Downloading Pipeline Output

Once the CloVR-Metagenomics run has completed, multiple results files are created in the “output” directory. If CloVR-Metagenomics is run on the cloud, all results files will be downloaded into the same folder. The path to this folder should look like this:

/clovr-standard-2011-08-25-05-13-27/shared/output/

All results files are created as compressed archives (.tar.gz), which can be extracted using the Finder in Mac OS X, the Tar utility in Unix or programs, such as WinZip or WinRAR, in Windows.

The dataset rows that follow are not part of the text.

PR #476, opened 2018-04-11
Dependencies: upgrade RN to the latest version (^0.55.2)

mrtnzlml:


mrtnzlml:
@tbergq Fixed. I think we should start doing the podspec file...

tbergq:
>  I think we should start doing the podspec

And what about android?

mrtnzlml:
We should swallow their Maven builder script because they cannot handle the versioning so we never know what's happening and what version are they using (they don' know it either, unfortunately 😞). Dunno what's the podspec equivalent there...

PR #483, opened 2018-04-12
Add new datepicker component

tbergq:


app/shared/src/forms/datePicker/DatePicker.ios.js
```diff
@@ -0,0 +1,81 @@
...
+          onSave={this.onSave}
+          onClose={this.togglePopup}
+        >
+          <DatePickerIOS
+            {...rest}
+            minimumDate={minDate}
+            maximumDate={maxDate}
+            date={this.state.date}
+            onDateChange={this.onDateChange}
+            locale={NativeModules.RNDeviceInfo.Locale}
```
tbergq: Should we rather expose the `GetDeviceLocale` method?

app/shared/src/forms/datePicker/DatePicker.android.js
```diff
@@ -0,0 +1,40 @@
...
+  date: Date,
+  format?: string,
+  onDateChange: (date: Date) => void,
+  minDate?: Date,
+  maxDate?: Date,
+};
+
+export default class DatePicker extends React.Component<Props> {
+  openDatePicker = () => {
+    // Touchable needs a method not returning a promise
```
mrtnzlml: I do not understand this comment. Maybe please try to clarify it differently.

tbergq: I'll sign up for the english course as well 😞 I will improve the comment

app/shared/src/forms/datePicker/DatePicker.android.js
```diff
@@ -0,0 +1,40 @@
...
+import { DatePickerAndroid } from 'react-native';
+
+import DatePickerButton from './DatePickerButton';
+
+type Props = {
+  date: Date,
+  format?: string,
+  onDateChange: (date: Date) => void,
+  minDate?: Date,
+  maxDate?: Date,
```
mrtnzlml: I prefer to keep required params first so it's clear that you need to use `date` and `onDateChange`. What do you think?

app/shared/src/forms/datePicker/DatePicker.android.js
mrtnzlml: @tbergq No, it's fine. I am just not sure about the reason and why you actually pointed this out... :) Just make it more clear for your future @tbergq so he will understand immediately what is happening here... :)

app/shared/src/forms/datePicker/DatePicker.ios.js
```diff
@@ -0,0 +1,81 @@
...
+};
+
+type State = {|
+  isPickerOpen: boolean,
+  date: Date,
+|};
+
+export default class DatePicker extends React.Component<Props, State> {
+  static defaultProps = {
+    format: 'MMM DD',
```
mrtnzlml: This whole component seems like it behaves completely differently from Android (for example this format). I would expect to have same interfaces and behavior just platform specific...

tbergq: I started making the ios picker, this I moved this defaultProps down to `DatePickerButton` and forgot to remove it here. 

The components needs to behave differently since the underlying code is different, `DatePickerIOS` vs `DatePickerAndroid`

They take the same props so they are used the same from the outside

mrtnzlml: > They take the same props so they are used the same from the outside

This is what I mean by "same interfaces" and by the "same behavior" I mean "do not format the dates here and not in the Android component"... :)

tbergq:
@mrtnzlml please check again

app/shared/src/forms/datePicker/__tests__/DatePicker.test.js
```diff
@@ -0,0 +1,64 @@
...
+
+describe('DatePicker', () => {
+  it('renders in playground', () => {
+    PlaygroundRenderer.render(<PickerWrapper />);
+  });
+
+  it('works with min date', () => {
+    PlaygroundRenderer.render(
+      <View>
+        <Translation passThrough="With min date" />
```
mrtnzlml: Please don't do this. Always think about this file as about the test file. This is absolutely not relevant to the test. We should use the description from `describe` or `it` if you would like to see the description in the Playground.

mrtnzlml:
Could you please also fix the vertical alignment?

screen shot 2018-04-13 at 10 31 26

screen shot 2018-04-13 at 10 31 26 2

app/translations/index.js
```diff
@@ -6,8 +6,14 @@ import Translation from './src/Translation';
...
 import DateFormatter from './src/DateFormatter';
 import MapLocaleToLanguageQuery from './src/MapLocaleToLanguageQuery';
+import GetDeviceLocale from './src/GetDeviceLocale';
 
-export { TranslationFragment, DateFormatter, MapLocaleToLanguageQuery };
+export {
+  TranslationFragment,
+  DateFormatter,
+  MapLocaleToLanguageQuery,
+  GetDeviceLocale,
```
mrtnzlml: Should we rename this package to the "localization"? (not in this PR) Name "translations" seems to be too specific.

mrtnzlml: OK: https://github.com/kiwicom/react-native-app/issues/484

mrtnzlml:
Integrated, thanks.

PR #485, opened 2018-04-13
WIP: Replace sync native methods with async methods

tbergq:


android/gradle.properties
```diff
@@ -19,4 +19,6 @@
 
 android.useDeprecatedNdk=true
 MYAPP_RELEASE_STORE_FILE=kiwi-rn-hotels.keystore
-MYAPP_RELEASE_KEY_ALIAS=kiwi-rn-hotels
\ No newline at end of file
+MYAPP_RELEASE_KEY_ALIAS=kiwi-rn-hotels
+android.enableAapt2=false
```
tbergq: This was added because of this issue
https://github.com/facebook/react-native/issues/16906

android/gradle.properties
```diff
@@ -19,4 +19,6 @@
...
+org.gradle.jvmargs=-Xmx3072m
```
tbergq: See 
https://stackoverflow.com/questions/37090135/to-run-dex-in-process-the-gradle-daemon-needs-a-larger-heap-it-currently-has-a

app/hotels/src/filter/price/PricePopup.js
```diff
@@ -54,14 +49,12 @@ export default class PricePopup extends React.Component<Props, State> {
   renderLabel = () => {
     const { start, end } = this.state.price;
     const { currency } = this.props;
-    const endPrice = <Price amount={end} currency={currency} />;
-    const startPrice = <Price amount={start} currency={currency} />;
```
tbergq: This is currently only working with EUR anyway

tbergq:
@mrtnzlml Have a look at it and decide wether we should proceed with this PR or not

android/gradle.properties
mathieumg: The better fix is to use the Gradle file from the PR in the issue you linked, and apply that one for the time being. It was mentioned that not using AAPT2 could cause some older devices to crash!

tbergq: @mathieumg, thanks for pointing this out. I think in our case, it it still ok. We are currently just providing a bundle to be consumed by our native app. 

I build this apk to test performance with production build.

tbergq:
@mrtnzlml did you have time to look at this?

app/shared/src/errors/__tests__/__snapshots__/PartialFailure.test.js.snap
```diff
@@ -61,7 +61,7 @@ Array [
           ]
         }
       >
-        Some parts of the page may be missing due to partial server error.
```
mrtnzlml: @tbergq I don't understand this change. Can you please explain it? (fix it)

tbergq: `Translation` renders first with `this.state.translatedString = ''` then async calls native, gets the response and calls `this.setState({translatedString})`

So on first render, translation just renders empty string, that is why ^^ has changed

mrtnzlml: In this case, I am afraid I cannot accept this PR since we are not able to test simple pass-through type of translation... 😞 

This is for me obviously failing test.

tbergq: > This is for me obviously failing test

This is really another component, mocking it should solve this

mrtnzlml: I see it's not pass through translation in this case... :-/

PR #500, opened 2018-04-23
Inject playground tests and start playground

tbergq:


app/playground/src/PlaygroundList.js
```diff
@@ -5,27 +5,29 @@ import { FlatList, View } from 'react-native';
...
-import '../../shared/src/__tests__/Text.test.js';
-import '../../shared/src/badge/__tests__/AdaptableBadge.test.js';
-import '../../shared/src/buttons/__tests__/Button.test.js';
-import '../../shared/src/buttons/__tests__/IncrementDecrementButtons.test.js';
-import '../../shared/src/cards/__tests__/SimpleCard.test.js';
-import '../../shared/src/forms/__tests__/Slider.test.js';
-import '../../shared/src/popup/__tests__/ButtonPopupPlayground.test.js';
 import PlaygroundListItem from './PlaygroundListItem';
 import PlaygroundRenderer from './PlaygroundRenderer';
+// PlaygroundImportsStart
```
mrtnzlml: @tbergq What about creating one file only with these autogenerated imports and include it here?  I don't like this semi-automatic tweaking of one part of our code...

tbergq: Yeah, that sounds like a better idea. 👍

tbergq:
@mrtnzlml check again please

PR #502, opened 2018-04-24
Add checkin and checkout date props to all hotels package

tbergq:


app/hotels/src/allHotels/AllHotels.js
```diff
@@ -40,21 +44,39 @@ type Props = {|
...
+        checkout: DateFormatter(checkout).toDate(),
+      });
+    } else {
+      this.validateCheckinDate();
+    }
+  };
+
+  componentWillUnmount = () => {
+    this.props.onLocationChange('');
+    this.props.onCityIdChange(null);
```
tbergq: I noticed that if you chose a location from the location picker, clicked back to homepage, then clicked to to hotels search, it still searched with the last picked location, which is not what you would expect. So therefore I added this calls on unmount

tbergq:
Close this and make new PR without redux dependency

PR #504, opened 2018-04-24
Show cityName from allHotelsQuery when available

### LINKED ISSUE #501: Add more props to KiwiHotels package
- checkin and checkout date
- destination

tbergq:
closes #501

### DIFF
--- a/app/hotels/src/allHotels/AllHotels.js
+++ b/app/hotels/src/allHotels/AllHotels.js
@@ -119,7 +119,7 @@ export class AllHotels extends React.Component<PropsWithContext> {
             onChange={this.props.setFilter}
             currency={this.props.currency}
           />
-          {this.props.cityId ? (
+          {this.props.cityId || this.props.coordinates ? (
             <AllHotelsSearch
               coordinates={this.props.coordinates}
               openSingleHotel={this.props.openSingleHotel}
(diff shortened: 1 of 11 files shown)


tbergq:
Setting cityName to location in context triggers a new search using cityId since current logic is 
```
if (hasCoordinates(coordinates) && location === '') {
    params.latitude = idx(coordinates, _ => _.latitude);
    params.longitude = idx(coordinates, _ => _.longitude);
  } else if (cityId) {
    params.cityId = cityId;
  }
```

cityId is always available. This logic is becoming painful to deal with. I suggest we add this to `Biggest pain` issue and somehow improve it.

mrtnzlml:
> I suggest we add this to Biggest pain issue and somehow improve it.

Do so please and try to provide info how to improve it and what's the pain actually.

tbergq:
Rebased and pushed. I will describe the pain in the issue.

tbergq:
I found a way to improve this a bit, still leaves us with the ugly ternary in `AllHotels`
```
{this.props.cityId || this.props.coordinates ? (
            <AllHotelsSearch
              coordinates={this.props.coordinates}
              openSingleHotel={this.props.openSingleHotel}
              cityId={this.props.cityId}
              currency={this.props.currency}
            />
          ) : (
            <PublicApiRenderer
...
```
Which we should improve

PR #506, opened 2018-04-24
Replace Redux with React Context components

mrtnzlml:
Please read this: https://reactjs.org/docs/context.html


app/hotels/src/allHotels/AllHotelsSearch.js
```diff
@@ -14,21 +13,23 @@ import type { Coordinates } from '../CoordinatesType';
...
-type Props = {|
-  search: SearchParams,
+type PropsWithContext = {
+  // external:
   openSingleHotel: (searchParams: AvailableHotelSearchInput) => void,
-  onCityIdChange: (cityId: string | null) => void,
   cityId: string,
   coordinates: Coordinates | null,
+  currency: string,
+  // from context
```
tbergq: Why are you not using `...Props` here as done in the other components?

app/hotels/src/HotelsFilterContext.js
```diff
@@ -0,0 +1,89 @@
...
+  actions: {|
+    setFilter: OnChangeFilterParams => void,
+  |},
+|};
+
+class Provider extends React.Component<Props, State> {
+  setFilter = (action: OnChangeFilterParams) => {
+    const newState = {
+      ...this.state,
+      filterParams: {
```
tbergq: Shouldn't you be using functional set state here?

app/hotels/src/allHotels/AllHotelsSearch.js
mrtnzlml: I tried but I had to use non-exact props and for some reason, it doesn't work. Can you please check it what's wrong? I wasn't able to fix it this way... 🙈

tbergq: I will have a look and see if I can find out

tbergq: Ok, I can't really find out why this doesn't work. We could merge it and try to make it exact type later in another PR.

mrtnzlml: Should be possible really soon: https://github.com/facebook/flow/issues/2405#issuecomment-379175609

app/hotels/src/HotelsFilterContext.js
mrtnzlml: Yes, fixed - please check it again.

PR #509, opened 2018-04-25
Add checkin and checkout props to hotels package

tbergq:


app/hotels/src/HotelsSearchContext.js
```diff
@@ -92,7 +92,7 @@ class Provider extends React.Component<Props, State> {
     });
   };
 
-  setLocationAndCityId = (cityId: string, location: string) => {
+  setCityIdAndLocation = (cityId: string | null, location: string) => {
```
tbergq: Renamed because first parameter is city id, so naming was confusing

app/hotels/src/allHotels/AllHotels.js
```diff
@@ -40,15 +43,30 @@ type PropsWithContext = {
...
+        checkout: checkout,
+      });
+    } else {
+      this.validateCheckinDate();
+    }
+  };
+
+  componentWillUnmount = () => {
+    this.props.setCityIdAndLocation(null, '');
   };
```
tbergq: I noticed that if you chose a location from the location picker, clicked back to homepage, then clicked back to hotels search, it still searched with the last picked location, which is not what you would expect. So therefore I added this calls on unmount

tbergq:
Seems our datepicker did not handle date changes when they came from outside it self. This has never been possible before. But it is fixed now. 

Please check again

PR #512, opened 2018-04-26
Make tests that render translations async

### LINKED ISSUE #510: Components are leaking memory or doing no-ops
You can reproduce this issue by running `yarn test`. You'll see two warning messages:

```
 PASS  app/hotels/src/navigation/allHotels/__tests__/GuestsModalScreen.test.js
  ● Console

    console.error node_modules/fbjs/lib/warning.js:1
      Warning: Can't call setState (or forceUpdate) on an unmounted component. This is a no-op, but it indicates a memory leak in your application. To fix, cancel all subscriptions and asynchronous tasks in the componentWillUnmount method.
          in Translation (created by GuestsModal)
          in Text (created by Text)
          in Text (created by Text)
          in Text (created by GuestsModal)
          in View (created by Component)
          in Component (created by GuestsModal)
          in View (created by Component)
          in Component (created by GuestsModal)
```

And:

```
 PASS  app/localization/src/__tests__/Translation.test.js
  ● Console

    console.error node_modules/fbjs/lib/warning.js:1
      Warning: Can't call setState on a component that is not yet mounted. This is a no-op, but it might indicate a bug in your application. Instead, assign to `this.state` directly or define a `state = {};` class property with the desired state in the Translation component.
```

Let's fix it, please.

tbergq:
closes #510

### DIFF
--- a/app/hotels/src/navigation/allHotels/__tests__/GuestsModalScreen.test.js
+++ b/app/hotels/src/navigation/allHotels/__tests__/GuestsModalScreen.test.js
@@ -82,23 +82,23 @@ describe('GuestsModalScreen', () => {
     expect(navigation.goBack).not.toHaveBeenCalled();
   });
 
-  it('should remove error when children is set to 0', () => {
+  it('should remove error when children is set to 0', async () => {
     const onClose = jest.fn();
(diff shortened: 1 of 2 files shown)


mrtnzlml:
Thank you.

EXAMPLE OUTPUT TARBALL: CloVR-Metagenomics output

The CloVR-Metagenomics pipeline outputs several different files for the user:

Output Description
read_mapping A text file displaying the one-to-one mapping of sequence names created in the pipeline.
uclust_clusters Raw text output from uclust runs.
artificial_replicates A list of read names wthat were found to be artificial replicates from the 454 platform.
blast_functional Raw output of blast hits of representative sequences to a functional DB.
tables_functional Summary tables of functional categories for each sample.
piecharts_functional Visualized piecharts for functional groups.
skiff_functional Output of skiff clusterings for different functional levels.
metastats_functional Output of Metastats analysis comparing subject groups or samples at different functional levels.
histograms_functional Visualized stacked histograms of functional annotations.
blast_taxonomy Raw output of blast hits of representative sequences to a taxonomic DB.
tables_taxonomy Summary tables of taxonomy groups for each sample.
piecharts_taxonomy Visualized piecharts for taxonomic groups.
skiff_taxonomy Output of skiff clusterings for different taxonomic levels.
metastats_taxonomy Output of Metastats analysis comparing subject groups or samples at different taxonomic levels.
histograms_taxonomy Visualized stacked histograms of taxonomic annotations.